Идти дальше становилось труднее день ото дня. По мере нашего продвижения по пустыне дни делались все жарче, а ночи — все холоднее. Рассказываю и сам удивляюсь: как это возможно, чтобы в одном месте в течение суток знойное лето сменялось суровой зимой? Но являлись нашим глазам и более странные чудеса. Проходя местность, которую называют Дахад, мы лицезрели одинокие валуны, разбросанные по каменисто-песчаной почве, и каждый был столь велик, что трое мужчин, взявшись за руки, не смогли бы охватить его. И валуны эти двигались сами по себе, словно гигантские улитки, оставляя за собой глубокий след в земле, не выдерживающей их тяжести. И снова пустился в объяснения Мохамет Ифран: это не что иное, как духи пустыни, сказал он, и катаются они, чтобы скоротать досуг, наперегонки. По-арабски духи пустыни называются „эфрим“, иногда они благоволят караванам, а иногда нет, так как нрава они переменчивого и озорного. Как и люди, они делятся на мужчин и женщин, и если женский дух заглядится на караванщика и влюбится, то уже не покинет его никогда, даже если тот выйдет из пустыни. Валун будет ждать его возвращения на границе плодородных земель и неотступно сопровождать караван, заботясь, чтобы он ни в чем не испытывал нужды, указывая, если потребуется, колодцы, и тайные источники, и лучшие дороги, по которым быстрее и безопаснее всего добираться к намеченной цели.

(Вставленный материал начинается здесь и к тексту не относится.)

PR #35, opened 2026-06-23
[Hackathon] provenance-engineer: content-addressed datafacts with provenance chains & signed freshness proofs

Ngoga-Musagi:
## Problem

Problem 08 (datafacts). The default `datafacts_v1` plugin addresses datasets by **publisher-chosen name** (`df://<name>`), grants access unconditionally, and "proves" freshness with a bare `time.time()` check. That makes three classes of provenance attack silently undetectable in any trace:

- **Substitution** — republish *different* bytes under an existing name.
- **Stale-freshness** — claim a dataset is current by re-touching a timestamp without re-publishing.
- **Broken provenance** — a derived dataset whose ancestry references a hash nobody ever published.

## Design

A new `content_addressed` datafacts plugin where **the address is the content** and **freshness is a signature, not a timestamp**:

- `publish()` returns `df://sha256-<hex>` over the canonical content (volatile timestamps excluded so re-publishing identical content is idempotent). Different bytes ⇒ different address ⇒ **substitution is impossible by construction** — you cannot overwrite.
- `DatasetMetadata.parents` (new **optional** field, explicitly permitted by the problem) is folded into the child's content hash → a **Merkle-DAG**: a forged ancestor changes every descendant's address. `verify_provenance()` walks the DAG and rejects dangling parents; `publish()` raises `BrokenProvenanceError` on an unpublished parent.
- A `FreshnessProof` binds *(content-hash, tick, signer)* under a signature from the identity layer (`did_key`, taken via constructor — the same pattern as the EigenTrust PRs). A verifier validates it **without trusting wall-clock time**.

## API fit & tradeoffs

- Implements the `DataFacts` protocol **exactly** (`isinstance(plugin, DataFacts)` passes). The signed-proof machinery is added through **new** methods (`issue_freshness_proof`, `verify_freshness_proof`, `content_id`, `verify_provenance`) so `verify_freshness() -> bool` keeps the reference return type. The "proof object" the brief mentions is the new method, deliberately, so the plugin stays drop-in.
- Per-agent instances share one content-addressed **store** (substitution resistance is only meaningful swarm-wide) but each signs with its **own** identity — mirroring the merged `identity_rotation` provisioning pattern. Capability-gated so the same scenario degrades honestly under `datafacts_v1`.

## Adversarial validators (the charter's bar)

Three validators for scenario type `provenance_supply_chain`, each catching one attack class. From the **same** scenario YAML they **FAIL against `datafacts_v1`** and **PASS against `content_addressed`**:

| Validator | Catches |
|---|---|
| `validate_datafacts_content_addressing` | substitution / name-addressing |
| `validate_datafacts_freshness_proofs` | stale, unsigned freshness claims |
| `validate_datafacts_provenance_chain` | dangling ancestry, unverified chains |

## Verify

```bash
# Adversarial discrimination — same YAML, two plugins:
uv run nest run scenarios/provenance_supply_chain.yaml -o ./traces/prov.jsonl
  [print('PASS' if r.passed else 'FAIL', r.name, '—', r.detail) \
   for r in validate_trace(Path('traces/prov.jsonl'),'provenance_supply_chain')]"
# -> 3x PASS on content_addressed; flip the YAML to `datafacts: datafacts_v1` -> 3x FAIL
```

## Persona — `provenance-engineer`

The persona is in the code, not the label: content addressing as substitution resistance, parents folded into the hash to make the provenance DAG tamper-evident, a freshness proof that binds the content hash under a signature, and a validator that anchors freshness to *externally observed* ticks rather than attacker-claimed ones.

## Determinism & secrets

Pure-Python (`hashlib` / `json` + simulation-crypto `did_key`), **no new dependencies, no secrets/API keys**. Logical-tick clock, seeded only — `test_trace_is_byte_identical_under_replay` asserts byte-identical traces, and the validators pass under seeds 42 / 7 / 1337. Tier 1 fully deterministic.

**Local CI:** all five gates green — `ruff check`, `ruff format --check`, `pyright` (0 errors), `pytest` (588 passed, 1 skipped).

### DIFF
--- a/packages/nest-core/nest_core/plugins.py
+++ b/packages/nest-core/nest_core/plugins.py
@@ -37,6 +37,9 @@ _BUILTINS: dict[tuple[str, str], str] = {
     ("memory", "lww_register"): f"{_REF}.memory.lww_register:LwwRegisterMemory",
     ("privacy", "noop"): f"{_REF}.privacy.noop:NoopPrivacy",
     ("datafacts", "datafacts_v1"): f"{_REF}.datafacts.datafacts_v1:DataFactsV1",
+    ("datafacts", "content_addressed"): (
+        f"{_REF}.datafacts.content_addressed:ContentAddressedDataFacts"
+    ),
 }
 
 
--- a/packages/nest-core/nest_core/scenarios.py
+++ b/packages/nest-core/nest_core/scenarios.py
@@ -97,3 +97,9 @@ def _try_load_builtin(name: str) -> None:
         )
 
         register_scenario("receipt_reputation", receipt_reputation_factory)
+    elif name == "provenance_supply_chain":
+        from nest_core.scenarios_builtin.provenance_supply_chain import (
+            provenance_supply_chain_factory,
+        )
+
+        register_scenario("provenance_supply_chain", provenance_supply_chain_factory)
--- a/packages/nest-core/nest_core/scenarios_builtin/provenance_supply_chain.py
+++ b/packages/nest-core/nest_core/scenarios_builtin/provenance_supply_chain.py
@@ -1,0 +1,475 @@
+# SPDX-License-Identifier: Apache-2.0
+"""Content-addressed supply-chain provenance scenario with byzantine forgers.
+
+Persona: ``provenance-engineer``. This is the supply-chain scenario re-cast as a
+*provenance* test. Four honest hops (supplier -> manufacturer -> distributor ->
+retailer) each publish a content-addressed dataset derived from the previous
+hop's, building an end-to-end provenance DAG that the retailer verifies. A
+fraction of byzantine agents attempt the three attacks the
+``content_addressed`` plugin is built to defeat:
+
+* **substitution** — publish *different* content while trying to occupy an
+  existing dataset's address;
+* **stale-freshness** — claim a dataset is current without re-issuing a signed
+  freshness proof;
+* **broken provenance** — publish a derived dataset whose ancestry references a
+  hash nobody ever published.
+
+Every publish, freshness attestation, verification, and attack is emitted into
+the trace in a ``:``-delimited line protocol that the ``provenance_supply_chain``
+validators parse (see
+``nest_core.validators.validate_datafacts_*``). Behaviour is *capability-gated*
+via ``hasattr``: run the same scenario with ``datafacts: datafacts_v1`` and the
+hops fall back to name-addressed publishes with no signed proofs and no
+provenance checks — the validators then fail, which is the honest demonstration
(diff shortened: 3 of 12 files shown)


dhve:
Thanks @Ngoga-Musagi — this is real work on Problem 08 and the design instincts are good. The `content_addressed` plugin, the three-attack framing (substitution, stale-freshness, broken-provenance), the signed freshness proofs anchored to logical ticks — all solid.

Unfortunately this landed at the same time as #31 (also Problem 08, content-addressed datafacts with provenance and signed freshness), and #31 was merged a couple of hours ago. The two PRs create the exact same scenario file at the same paths (`packages/nest-core/nest_core/scenarios_builtin/provenance_supply_chain.py` and `scenarios/provenance_supply_chain.yaml`), so they can't coexist as-is — one has to be the canonical version and #31 got there first.

Closing this one as a duplicate. Not a reflection on the work itself.

**Two pieces of your work look like clean follow-up PRs worth landing independently:**

**1. First-class `parents: list[DataFactsUrl]` on `DatasetMetadata`.**

Your `types.py` change adding `parents` as a typed field on the model is a genuine API improvement over #31's `metadata["parents"]` dict-based approach. Cleaner, statically typed, more discoverable. If you want to open a small focused PR that:

- Adds the `parents` field to `DatasetMetadata` (your existing diff)
- Updates `nest_plugins_reference/datafacts/cid_facts.py` (the merged plugin from #31) to read from `metadata.parents` instead of `metadata.metadata["parents"]`, falling back to the dict for backward compat

…that would be a real quality-of-life win for the datafacts layer and I'd fast-track it.

**2. Linear supply-chain scenario as a separate scenario.**

Your supplier → manufacturer → distributor → retailer chain is a different testing angle from Ricardo's diamond (`source → {refine-a, refine-b} → aggregate → verify`). Different scenario name — `provenance_supply_chain_linear` or similar — different YAML file, different validators registry key. Both scenarios exercising the same plugin from different angles is genuinely useful. This one could be a scoped-down PR that only touches:

- `packages/nest-core/nest_core/scenarios_builtin/provenance_supply_chain_linear.py` (renamed from your current file)
- `scenarios/provenance_supply_chain_linear.yaml` (renamed)
- Registry entries in `plugins.py`, `scenarios.py`, `test_validators.py` for the new scenario name only (leave `provenance_supply_chain` untouched — that's #31's)

That would also be a fast-track review.

Not asking you to do both — either one alone would be a real contribution and land cleanly. If you want to demo at the Nanda Summit on July 11, either of those PRs open by July 5 is more than enough runway to be merge-ready.

Closing now to keep the queue clean. Ping on the hackathon channel if either of those directions is unclear.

Еще одно чудо, весьма удивительное. В пустыне из-за недостатка дождей и родников не бывает настоящих рек, зато есть реки из песка, одни главные, другие поменьше, иные мелкие песочные реки притоками впадают в большие — точно как в христианском мире. И все они движутся (ночью сильнее, чем днем), текут между камней и скал и порой стирают с лица земли дороги, а порой изменяют их направление, иногда могут засыпать колодец, а другой раз — обнажить новый. Словно морские волны, перекатываются струи песка — если случилось тебе заночевать в русле такой реки, то проснешься наутро под песчаным одеялом, и это невероятное зрелище, как будто тебя похоронили накануне.
Мы, христиане, были малость подавлены — и куда сильнее напуганы столь мрачным путешествием, но никто не выдавал своих чувств, даже с ближайшими друзьями не делились, боясь показаться трусливее мавров. Так что, зажав, как говорят в народе, сердце в кулак, мы следовали за караваном и старались во всем подражать нашим спутникам — бесспорно, эти люди хоть и иноверцы, да знали куда лучше нас, что и когда делать. Мы ели и пили в те же часы, что они, по нужде ходили туда же, куда они, — словом, повторяли каждое их движение за единственным исключением. Дважды в день мавры прекращали все дела и, простершись на чепраках лицом в сторону Мекки, возносили свои молитвы. Мы же в это время собирались вокруг фрая Жорди, слушали мессу, и молились истово, и каждый в сердце своем просил Господа о благополучном окончании этого путешествия. А я, кроме того, молил Его даровать мне скорое возвращение, чтобы моя донья Хосефина снова была со мной — я вспоминал ее день и ночь, и мысли о ней разгоняли тоску. Воображение рисовало мне, как я откажусь жить без нее дальше и как повелитель наш король с Божьей помощью отдаст мне ее в жены в награду за труды мои, когда я, вернувшись, преподнесу ему не один рог единорога, а целых четыре или даже пять. Я обещал себе, что буду холить и нежить госпожу моего сердца, одену ее в шелка и драгоценности, как королеву, чтобы все родственницы и соседки ходили к нам в гости любоваться ею, скрипя зубами от зависти. В подобных мечтах я черпал утешение и мужество на протяжении всего пути.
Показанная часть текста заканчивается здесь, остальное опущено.